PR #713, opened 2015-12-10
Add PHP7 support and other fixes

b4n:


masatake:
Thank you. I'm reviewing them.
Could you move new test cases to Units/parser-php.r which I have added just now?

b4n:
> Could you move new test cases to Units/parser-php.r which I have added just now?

++++

__Exercise__. Write every entry out again exactly.

__Solution__.
PR #713, opened 2015-12-10
Add PHP7 support and other fixes

b4n:


masatake:
Thank you. I'm reviewing them.
Could you move new test cases to Units/parser-php.r which I have added just now?

b4n:
> Could you move new test cases to Units/parser-php.r which I have added just now?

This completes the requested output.